▶ WHAT IS BEING ASKED: Where does the word "TypeLock" show up in the records? Copy every line that holds it.
TASK MATERIAL section start
PR #3672, opened 2025-11-10
Drop lock bucket

roman-khimov:


pkg/local_object_storage/metabase/lock.go
```diff
@@ -201,17 +202,20 @@ func associatedWithTypedObject(currEpoch uint64, metaCursor *bbolt.Cursor, idObj
...
 
-	return false
+	return false, oid.ID{}
 }
 
 // checks if specified object is locked in the specified container.
 func objectLocked(tx *bbolt.Tx, currEpoch uint64, metaCursor *bbolt.Cursor, idCnr cid.ID, idObj oid.ID) bool {
-	if associatedWithTypedObject(currEpoch, metaCursor, idObj, object.TypeLock) {
-		return true
+	locked, lockID := associatedWithTypedObject(currEpoch, metaCursor, idObj, object.TypeLock)
```
carpawell: > Lock can be deleted manually

why? https://github.com/nspcc-dev/neofs-api/blob/fc8584b766d6b544337fc055dca34c29b0155d31/object/service.proto#L92-L93

pkg/local_object_storage/engine/put.go
```diff
@@ -141,14 +141,14 @@ func (e *StorageEngine) Put(obj *objectSDK.Object, objBin []byte) error {
 // First return value is true iff put has been successfully done.
 // Second return value is true iff object already exists.
```
carpawell: you have broken this desc

carpawell (commented):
TASK MATERIAL section end
▶ TASK RESULT:
-	if associatedWithTypedObject(currEpoch, metaCursor, idObj, object.TypeLock) {
+	locked, lockID := associatedWithTypedObject(currEpoch, metaCursor, idObj, object.TypeLock)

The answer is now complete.